Source information: Begin

PR #2398, opened 2021-05-19
feat: add launch notebook modal [DET-5376] [DET-5377] [DET-5380] [DET-5378] [DET-5379] [DET-5375]

EmilyBonar:
## Description
Created the new modal for launching notebooks in the webui and hooked into APIs.

This addresses tickets [DET-5376] [DET-5377] [DET-5380] [DET-5378] [DET-5379] [DET-5375].

## Test Plan
Notebook Launch
Manual testing. Attached user flow gif.

## Checklist

[DET-5376]: https://determinedai.atlassian.net/browse/DET-5376
[DET-5377]: https://determinedai.atlassian.net/browse/DET-5377
[DET-5380]: https://determinedai.atlassian.net/browse/DET-5380
[DET-5378]: https://determinedai.atlassian.net/browse/DET-5378
[DET-5379]: https://determinedai.atlassian.net/browse/DET-5379

[DET-5375]: https://determinedai.atlassian.net/browse/DET-5375

### DIFF
--- a/webui/react/src/components/NotebookModal.tsx
+++ b/webui/react/src/components/NotebookModal.tsx
@@ -2,6 +2,7 @@ import { Button, Col, InputNumber, Modal, Row } from 'antd';
 import { Form, Input, Select } from 'antd';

Source information: End

## Exercise objective:
A full, exact repeat of the entries above is required.

## Answer section:
PR #2398, opened 2021-05-19
feat: add launch notebook modal [DET-5376] [DET-5377] [DET-5380] [DET-5378] [DET-5379] [DET-5375]

EmilyBonar:
## Description
Created the new modal for launching notebooks in the webui and hooked into APIs.

This addresses tickets [DET-5376] [DET-5377] [DET-5380] [DET-5378] [DET-5379] [DET-5375].

## Test Plan
Notebook Launch
Manual testing. Attached user flow gif.

## Checklist

[DET-5376]: https://determinedai.atlassian.net/browse/DET-5376
[DET-5377]: https://determinedai.atlassian.net/browse/DET-5377
[DET-5380]: https://determinedai.atlassian.net/browse/DET-5380
[DET-5378]: https://determinedai.atlassian.net/browse/DET-5378
[DET-5379]: https://determinedai.atlassian.net/browse/DET-5379

[DET-5375]: https://determinedai.atlassian.net/browse/DET-5375

### DIFF
--- a/webui/react/src/components/NotebookModal.tsx
+++ b/webui/react/src/components/NotebookModal.tsx
@@ -2,6 +2,7 @@ import { Button, Col, InputNumber, Modal, Row } from 'antd';
 import { Form, Input, Select } from 'antd';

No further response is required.